When we finally reach normal speed,
I glance across the median to see rubberneckers
who get to enjoy the delay I leave behind.

Medical appointments next week mean that my trip to Buffalo has to be a quick six days, with two days driving each way. As usually happens, the road has gotten my poetic juices flowing.

Cursed ~ duodora

This poem is my second response to the prompt from Lisa at dVerse ~ Poets Pub, dVerse Poetics – Halloweeny Humans, which asks us write a poem speaking to a human attribute that is particularly irritating, using a Halloween or Samhain theme. I’ve considered my first response and rewrote it to meet Lisa’s further challenge: “For extra candy corn bonus points, write the poem in the Duodora form!” My sweet tooth couldn’t resist.

Cursed

Cursed, they should be
Always with their snooping
Digging in the dirt
Hurting whom they will
Never satisfied
So intent on the godforsaken truth
Those damned and dreadful souls who know no guilt

Cursed, they should be
Whose closets hold no bones
If the truth were told,
Their own lives laid bare
And lies brought to fore,
They would not be so sanctimonious
There, within the glass houses they have built

 

The Duodora is:
~ a quatorzain made up of 2 septets.
~ syllabic, 4/6/5/5/5/10/10 syllables per line.
~ rhymed Axxxxxb Axxxxxb
          ~ line 1 is repeated as a refrain that begins the 2nd stanza.
          ~ x is unrhymed.

Beyond His Depth ~ haibun

Beyond His Depth

Steve showed up at the dive shop in Saint Ignace early in the morning, looking for a chance to board a dive charter to one of the wrecks in the Straits of Mackinac, so they rented all of the necessary gear to him and sent him to the dock with the boat captain. When the captain asked if he could join our charter, my friends and I decided we could make it work. He had been a diver in the Navy, so he was no novice. So he said. He would buddy with one two-man dive team for the deep wreck, then join the other dive team for the shallower wrecks we would see after lunch. At least he was certified for deep diving, or the shop would never have rented the gear to him. How bad could it be?

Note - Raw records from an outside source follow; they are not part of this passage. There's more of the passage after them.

PR #245, opened 2026-03-13
Decouple gRPC server implementation from the actual invocation layer

vietj:
Motivation:

The request/response API is coupled to the gRPC transport implementations leading to the usage of subclasses.

We would like to have this API independent of the actual transport for several reasons:

- simplify / untangle the interactions between the request/response API and the protocol semantics
- enable new transports, not HTTP based such as Vert.x event-bus
- enable transport level interception

Implementation:

- [x] decouple `GrpcServerResponse` implementation from invocation layer and HTTP
- [x] decouple `GrpcServerRequest` implementation from invocation layer and HTTP
- [x] simplify
- [x] decouple invocation layer from HTTP transport


vertx-grpc-server/src/main/java/io/vertx/grpc/server/impl/HttpGrpcInvoker.java
```diff
@@ -0,0 +1,178 @@
...
+      return writeMessage((GrpcMessageFrame) frame);
+    } else if (frame instanceof GrpcTrailersFrame) {
+      return writeTrailers((GrpcTrailersFrame) frame);
+    }
+    return contextInternal.failedFuture("Invalid message");
+  }
+
+  protected Future<Void> writeHeaders(GrpcHeadersFrame frame) {
+    MultiMap httpHeaders = httpResponse.headers();
+    httpHeaders.set("content-type", frame.contentType());
```
zZHorizonZz: Could we use HttpHeaders or HttpHeaderNames?

vertx-grpc-server/src/main/java/io/vertx/grpc/server/impl/GrpcServerResponseImpl.java
```diff
@@ -32,26 +33,26 @@
 /**
  * @author <a href="mailto:julien@julienviet.com">Julien Viet</a>
  */
-public abstract class GrpcServerResponseImpl<Req, Resp> extends GrpcWriteStreamBase<GrpcServerResponseImpl<Req, Resp>, Resp> implements GrpcServerResponse<Req, Resp> {
+public final class GrpcServerResponseImpl<Req, Resp> extends GrpcWriteStreamBase<GrpcServerResponseImpl<Req, Resp>, Resp> implements GrpcServerResponse<Req, Resp> {
 
   private static final Pattern COMMA_SEPARATOR = Pattern.compile(" *, *");
   private static final Set<String> GZIP_ACCEPT_ENCODING = Collections.singleton("gzip");
```
zZHorizonZz: Does this need to be Set? I mean is there any way that there could be different format of gzip? If so shouldn't this be just ACCEPT_ENCODING so that more encodings can be added in the future like snappy and such?

vertx-grpc-client/src/main/java/io/vertx/grpc/client/impl/SetIdleTimeoutFrame.java
```diff
@@ -0,0 +1,21 @@
...
+
+import java.time.Duration;
+
+public class SetIdleTimeoutFrame implements GrpcFrame {
+
+  private final Duration timeout;
+
+  public SetIdleTimeoutFrame(Duration timeout) {
+    if (timeout.isNegative()) {
+      throw new IllegalArgumentException("Timeout must be > 0");
```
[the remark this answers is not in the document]
vietj: isPositive only works with Java > 11

vietj:
merged elsewhere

Our first dive was to the Cedarville, a 588 foot wreck lying at 106 feet, upside-down at a 45 degree angle with the rail of the ship 25 feet from the bottom. When our new partner had trouble descending, I waited at the rail while my buddy, Pete, kicked toward the cabin just below us. It was clear that Steve was having trouble breathing when he finally joined me. I checked his tank gauge to find that he was nearly out of air. I wrapped his arm around the rail and kicked off to get Pete. Steve was having even more trouble breathing when we returned, and his eyes were large with fear. 80 feet deep, and he was out of air.

I shared my octopus (spare) regulator with Steve, and we made a slow ascent to our first decompression stop. The remaining air in his tank had expanded enough that it registered on his gauge, so he dropped my regulator, took his own into his mouth, and shot to the surface. We surfaced ten minutes later. Fortunately, Steve did not suffer from an embolism, a high risk occurrence in rapid ascents.

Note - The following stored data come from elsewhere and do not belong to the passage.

PR #250, opened 2026-03-30
Expose callHandler registered services in service() method

### LINKED ISSUE #208: Reflection service doesn't include service methods
### Describe the feature

The reflection service 'list services' does not include services registered via 'addCallHandler', it only includes services registered via 'addService'
All of our services use a custom handler for each service method, so none of the services are listed on the server when using reflection.

### Contribution

_No response_

zZHorizonZz:
Motivation:

Services registered via GrpcIoServer.callHandler(MethodDescriptor, Handler) were not included in the reflection service's ListServices response. Only services registered via addService() appeared, because callHandler only populates the method routing map without adding a Service entry. This meant users who register all their service methods with custom handlers had no services visible through reflection.

Changes:

GrpcIoServerImpl now extracts the ProtoServiceDescriptorSupplier from the MethodDescriptor's schema descriptor when callHandler is called, and creates a Service entry for reflection. The services() method is overridden to merge these with addService registered services, deduplicating by name so the same service registered through both paths only appears once.

Fixes: #208

### DIFF
--- a/vertx-grpcio-server/src/main/java/io/vertx/grpcio/server/impl/GrpcIoServerImpl.java
+++ b/vertx-grpcio-server/src/main/java/io/vertx/grpcio/server/impl/GrpcIoServerImpl.java
@@ -10,22 +10,33 @@
  */
 package io.vertx.grpcio.server.impl;
 
+import com.google.protobuf.Descriptors;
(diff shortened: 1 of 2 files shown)


vietj (approved):
Looks good to me @zZHorizonZz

The second dive of the day occurred without incident, but after the dive we learned that it had been several years since Steve’s last dive. As for the first dive, the whole reason for our 10-hour trip, Pete and I chalked it up to experience.

out of cold water
warm sunlight before next dive
gulls circle the boat

This haibun is my response to Haibun Monday 10-25-21: Fear, the prompt
from Frank Tassone at dVerse ~ Poets Pub. I’ve also written about this incident here.